My heart goes out to you and your family
any dog will make a good household pet in my opinion
Brady is and I love him to pieces


----------



## Emoore (Oct 9, 2002)

> Originally Posted By: Killian10
> How do u find a dog that will just make a good househole pet?


Rescue.









Any good reputable breeder of German or American lines should be able to help you buy a good pet puppy. Any good reputable rescue will help you make the right choice about the right rescue dog for you. So I guess the next step is finding a good rescue or a good breeder, because there are bad ones of both out there.


----------



## djpohn (Jun 27, 2003)

I am sorry for your loss, I know how hard it is for you right now. You might want to also consider a "Rescue" puppy. I know our Rescue gets (unfortunately) alot of pups, ranging in age from newborn with mom to every age under a year. People either dump them when they are too much trouble or too big or they run away. We currently have several litters of pups (some pure some not) and alot of youngsters that are really nice. This has been a record year for us for pups!


----------



## Killian10 (Feb 22, 2005)

I have a great rescue near me already, and if i chose to go that route they are who I'd go through.

If I decide to go with a puppy I have no idea how to pick a good breeder.

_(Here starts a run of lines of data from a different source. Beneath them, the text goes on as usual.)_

PR #959, opened 2023-02-10
Manually extract runtime2 files out of the jar

stevedlawrence:
CI tests randomly fail because the jar filesystem used to extract runtime2 files sometimes already exists. We have a mutex that should prevent that, but that does not seem to be sufficient. The reason isn't clear.

To avoid this problem, this replaces the jar filesystem with logic to open the jar, inspect the jar entries, and extract the files that we need. It is a bit more verbose, but does not have any resource synchronization issues.

DAFFODIL-2751

### DIFF
--- a/daffodil-runtime2/src/main/scala/org/apache/daffodil/runtime2/CodeGenerator.scala
+++ b/daffodil-runtime2/src/main/scala/org/apache/daffodil/runtime2/CodeGenerator.scala
@@ -18,24 +18,20 @@
 package org.apache.daffodil.runtime2
 
 import java.io.File
-import java.nio.file.FileSystems
+import java.net.JarURLConnection
 import java.nio.file.Files
 import java.nio.file.Paths
-import java.util.Collections
-import org.apache.daffodil.runtime1.api.DFDL
-import org.apache.daffodil.lib.api.Diagnostic
+import scala.collection.JavaConverters._
+
 import org.apache.daffodil.core.compiler.Compiler
 import org.apache.daffodil.core.dsom.Root
+import org.apache.daffodil.lib.api.Diagnostic
+import org.apache.daffodil.lib.util.Misc
+import org.apache.daffodil.runtime1.api.DFDL
 import org.apache.daffodil.runtime1.dsom.SchemaDefinitionError
 import org.apache.daffodil.runtime2.generators.CodeGeneratorState
-import org.apache.daffodil.lib.util.Misc
 
 import scala.util.Properties.isWin
-
-/**
- * We need a mutux object for exclusive access to a code block
- */
-private object mutex {}
 
 /**
  * Generates and compiles C source files from a DFDL schema encapsulated in the parameter.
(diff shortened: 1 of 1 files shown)


daffodil-runtime2/src/main/scala/org/apache/daffodil/runtime2/CodeGenerator.scala
```diff
@@ -66,21 +62,23 @@ class CodeGenerator(root: Root) extends DFDL.CodeGenerator {
...
+      val jarFile = jarConnection.getJarFile()
+      jarFile.entries.asScala
+        .filter { entry => ("/" + entry.getName).startsWith(resources) }
+        .filterNot { entry => entry.isDirectory }
+        .foreach { entry =>
+          val entryPath = "/" + entry.getName
+          val subPath = os.SubPath(entryPath.stripPrefix(resources + "/"))
+          val dstPath = codeDir / subPath
+          val stream = jarFile.getInputStream(entry)
+          os.write(dstPath, stream, createFolders = true)
```
tuxji, line 77: The advantage of keeping using `os.copy` is that it will copy the original file's attributes (date/time and permissions).  I'd like to suggest an alternative fix which might work as well:

```scala
    // Copy all our C resources to the code subdirectory (using synchronized
    // to avoid calling FileSystems.newFileSystem concurrently)
    val resources = "/org/apache/daffodil/runtime2/c"
    val resourceUri = Misc.getRequiredResource(resources)
    if (resourceUri.getScheme == "jar") {
      val env: java.util.Map[String, String] = Collections.emptyMap()
      val fileSystem = Misc.synchronized { FileSystems.newFileSystem(resourceUri, env) }
      try {
        val resourceDir = os.Path(fileSystem.getPath(resources))
        os.copy(resourceDir, codeDir)
      }
      finally fileSystem.close()
    } else {
      val resourceDir = os.Path(Paths.get(resourceUri))
      os.copy(resourceDir, codeDir)
    }
```

What do you think?  I've been using that code in another code generator even before this PR was made for a while and it seems to work.  I've also made that improvement to the C code generator in another PR I've been working on to remove Runtime2DataProcessor and merge its code into Runtime2TDMLDFDLProcessor, BTW.

stevedlawrence: I don't think this solves the problem we are seeing with CI though, where `newFileSystem` throws a `FileSystemAlreadyExistsException`. Here's a recent example:

https://github.com/apache/daffodil/actions/runs/4144366800/jobs/7167330500

Things are synchronized (and everything is currently synchronized vs your suggestion which just synchronizes the `newFileSystem` call), so I wouldn't think this wouldn't be a problem, but this has happened multiple times in GitHub actions. I couldn't reproduce it or figure out the cause though. My best guess is maybe `newFileSystem` is getting called in separate processes where `synchronized` doesn't have an effect, and maybe you can't have the same `newFileSystem` even in separate processes? I don't think our tests run the code generate in separate processes with the recent CLI changes, so that doesn't feel likely, but I'm not sure what else would cause it.

> The advantage of keeping using os.copy is that it will copy the original file's attributes (date/time and permissions).

Can jar files (i.e. zip files) even store permissions? And if it can, do we even want those same permissions? As a user I would expect all generated C files, whether they are copied out of a jar or written by the code generator, to have the same permissions. For example, it would feel odd if I had permissions to delete the generated code files but not the files copied from a jar. Seems files should all be generated with whatever user is calling the generator and with whatever umask is set.

tuxji: I just ran some commands and found out zip files store permissions, but jar files strip permissions.  Both zip and jar files do store dates/times and restore them after unpacking.  I'm not using permissions at all and copying dates/times is only a nice to have, not a requirement.  

I had noticed the problem with CI myself earlier as well.  I had a hypothesis that the previous critical section was too large and shrinking it to just the `newFileSystem` call might work better.  I can't promise that my hypothesis might be true but do you want to try it?  If not, I'll merge your change into my PR branch.

stevedlawrence:
>  I can't promise that my hypothesis might be true but do you want to try it.

Sure thing, I'll make the change and trigger a handful of CI runs and see if it comes back.

stevedlawrence:
I was able to trigger the failure with the new code:

https://github.com/apache/daffodil/actions/runs/4166436854/jobs/7211548107#step:15:233

So your suggested change with a different synchronization block didn't fix it.

Without an idea of what the the cause is, I suggest we switch to the original approach that avoids `newFileSystem`. It's probably not too hard to extract the modification time from each JarEntry and apply it to the file after writing it if that's preferred.

tuxji:
> I was able to trigger the failure with the new code:

OK, let's switch back to your solution.  The date/time is only a nice to have; you don't have to bother implementing it.  That's the kind of thing more easily done by calling a library method, assuming someone has already written a library method to copy a folder from a jar file to a folder on disk.  I looked quickly at Apache FileUtils but didn't see one.

tuxji (approved):
+1 to original commit (drop the second commit)

stevedlawrence:
I've removed the new commit, reverting back to the original PR

stevedlawrence:
Closing, this change has been pulled into #961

That is the part I'm stuck on.

Either way I'm not ready to do this now and it may be months or even close to a year down the road.


----------



## littledmc17 (Apr 9, 2008)

where do you lve 
if you decide on a puppy I am sure there is a lot of people that will direct you in the right direction of breeders


----------



## mkennels (Feb 12, 2008)

I would just start looknig now at different breeders, and you need to deciede on how far you are willing to drive for one if you plan on going with a breeder or if you want to ship, but since you are just looking it is good to start talking to several breeders out there, ask tons of questions, you will get a feeling if they feel you are bugging them and then others will be more than happy to answer whatever you ask, look at their sites, if possible visit them as well and don't settle on the first one, look at several different ones then as you get closer to the time you are ready and want a pup from a breeder then narrow down your choices


----------



## Killian10 (Feb 22, 2005)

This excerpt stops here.